HRchat Podcast - Interviews with HR, Talent and Tech Experts

#327: Employee Data Privacy w/ Al Adamsen

August 17, 2021 The HR Gazette Season 1 Episode 327
HRchat Podcast - Interviews with HR, Talent and Tech Experts
#327: Employee Data Privacy w/ Al Adamsen
Show Notes

In this HRchat, we talk about using people data for good. Listen as we discuss the responsibilities of companies and employees when it comes to sharing and storing information.

Bill's guest is Al Adamsen, founder and CEO of People Analytics & Future of Work, a San Francisco-based events planner and global network advocating the ethical use of people data.

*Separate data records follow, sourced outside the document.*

PR #2794, opened 2017-12-10
Allow XmlPeek into XML containing DTD

### LINKED ISSUE #2141: xmlpeek does not allow DTD
We are trying to use the external entity in XML. When we run msbuild, it calls the xmlpeek task, which seems does not allow DTD by default according to the error from xmlpeek task attached below.

error MSB3733: Input file "..." cannot be opened. For security reasons DTD is prohibited in this XML document. To enable DTD processing set the DtdProcessing property on XmlReaderSettings to Parse and pass the settings into XmlReader.Create method.

Is there anyway to change the property of DtdProcessing for the xmlpeek task.

kkm000:
Added property DisallowDtd in case the user wants to prohibit loading XML
with a DTD clause for additional security reasons. DTD is ignored by
default, but does not prevent loading the XML.

Closes #2141

### DIFF
--- a/ref/net46/Microsoft.Build.Tasks.Core/Microsoft.Build.Tasks.Core.cs
+++ b/ref/net46/Microsoft.Build.Tasks.Core/Microsoft.Build.Tasks.Core.cs
@@ -1217,8 +1217,8 @@ namespace Microsoft.Build.Tasks
     public partial class XmlPeek : Microsoft.Build.Tasks.TaskExtension
     {
         public XmlPeek() { }
-        public bool DisallowDtd { [System.Runtime.CompilerServices.CompilerGeneratedAttribute]get { throw null; } [System.Runtime.CompilerServices.CompilerGeneratedAttribute]set { } }
         public string Namespaces { get { throw null; } set { } }
+        public bool ProhibitDtd { [System.Runtime.CompilerServices.CompilerGeneratedAttribute]get { throw null; } [System.Runtime.CompilerServices.CompilerGeneratedAttribute]set { } }
         public string Query { get { throw null; } set { } }
         [Microsoft.Build.Framework.OutputAttribute]
         public Microsoft.Build.Framework.ITaskItem[] Result { get { throw null; } }
--- a/ref/net46/Microsoft.Build.Tasks.Core/Microsoft.Build.Tasks.Core.cs
+++ b/ref/net46/Microsoft.Build.Tasks.Core/Microsoft.Build.Tasks.Core.cs
@@ -1217,6 +1217,7 @@ namespace Microsoft.Build.Tasks
     public partial class XmlPeek : Microsoft.Build.Tasks.TaskExtension
     {
         public XmlPeek() { }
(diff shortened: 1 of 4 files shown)


AndyGerlicher:
Looks good!
The only thing that stands out to me is the name. `DisallowDtd` set to true sounds somewhat confusing? And it's setting `DtdProcessing.Prohibit`, which is kind of similar but a bit different. Maybe `ProhibitDtdException`? `ProhibitDtdViolations`? Anyone else have any good ideas?

kkm000:
> And it's setting DtdProcessing.Prohibit, which is kind of similar but a bit different

I'd say it's not really different. This is the default setting for `XmlReader`, which is [to throw an exception on DTD being present in the parsed XML](https://docs.microsoft.com/en-us/dotnet/api/system.xml.dtdprocessing.prohibit?view=netframework-4.7.1). This is exactly the issue reported in #2141. As I understand, the [decision was to allow](https://github.com/Microsoft/msbuild/issues/2141#issuecomment-305028579) and ignore DTD in the task, so the *task*'s default is to ignore DTD, unless this parameter is set to true.

So, `ProhibitDtd` would be more consistent? It does not prohibit an exception or a violation, it just prohibits a DTD clause itself, and would match the enum value name the closest, I think.

Or maybe better not to introduce the new property at all, and just always ignore DTD even if present? And  I cannot think of any case when this ProhibitDtd property of the task (revert to the old behavior of throwing on DTD presence) would be of any use. I just went on with an instinct "if there is an option, why not expose it," but this is not always the best design, naturally. So, your call. :)

(As a side note, my understanding is that a security concern is the third enum value, `Parse`, that may cause an HTTP request to download the DTD document. Neither `Prohibit` or `Ignore` are sensitive).

kkm000:
@cdmihai, @AndyGerlicher: I take the PR approval as a decision to go on with the extra property as implemented. Let me quickly push a rename to it anyway. @AndyGerlicher is certainly right that the name would be better if it matches the BCL API enum name, so at the very least those familiar with XmlReader would stand a less chance of being confused. So let me rename it `ProhibitDtd`, not DisallowDtd as I named it.

Just a few minutes please.

AndyGerlicher:
Sounds good, think that name would be less confusing. Thanks!

AndyGerlicher:
Looks good, and thanks for updating!

kkm000:
@AndyGerlicher And thank you and your team, it's really impressive how Microsoft's development process have changed with so many projects becoming open source! But this is only one part of the equation; the fact that you process the submissions immediately and the new continuous updating of the tools is also necessary, and gets all the kudos I can give. A very important point is not only that someone like me can submit a fix, but also how they would get the fix back in their tools very quickly, literally 2-4 weeks time frame. This is not at all comparable with the previous e. g. Visual Studio service releases that came no more often that 1-2 times a year, and then  you'd realize the bug you submitted was confirmed but not fixed just because of a backlog. Now I feel it's my turn to go through the up-for-grabs issues and fix those that others people are really waiting for, whenever I have free cycles (myself, I never used the XmlPeek task, but there indeed was some user's impatience in the issues' comments :) ). All in all, this new development flow is just amazing (and I've been a Microsoft dev tools junkie since the times of VC++ 4.2, so *I* know), thank you guys very much for it!

On your part, please triage and mark "up-for-grabs" as many issues as reasonable for outsiders to stab on. It does attract attention.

He's a globally recognized thought leader, advisor, and educator in the areas of People Analytics, Talent Strategy, Workforce Planning, Diversity, Equity, & Inclusion, Employee Engagement & Well-being, Ethics, Organizational Change, Digital Transformation, and the Future of Work. He’s the Founder & CEO of the People Analytics & Future of Work (PAFOW) Community & Conference Series, a global network committed to promoting People Data for Good: the responsible and ethical use of people data, analytics, and artificial intelligence (AI) for the benefit of individuals, teams, groups, organizations, and society at large.

Questions Include

* What do you mean when you talk about the "ethical use of people data, analytics, and artificial intelligence; for the benefit of individuals, teams, groups, organizations, and society at large"?
* There's plenty of tech out there attempting to 'spy' on employees such as accessing their social media accounts and reporting back behaviors incongruous with an employer's brand. Do companies have a right to 'intrude' on an employee's social media accounts if it means they can potentially identify employees with extremist views and other outlooks not in keeping with a company's mission and values? 
* What about remote monitoring of employee behavior? Where do you stand on the tech that allows companies to monitor employee work behaviors - used on the premise that it's to ensure people are not 'slacking off'? Surely the last 18 months has proven that productivity is more important than hours served? 
* What happens to employee data when they leave a company? Can employers hold on to, for example, web browsing behavior on company-owned devices or should that information be deleted upon the termination of the employee's contract?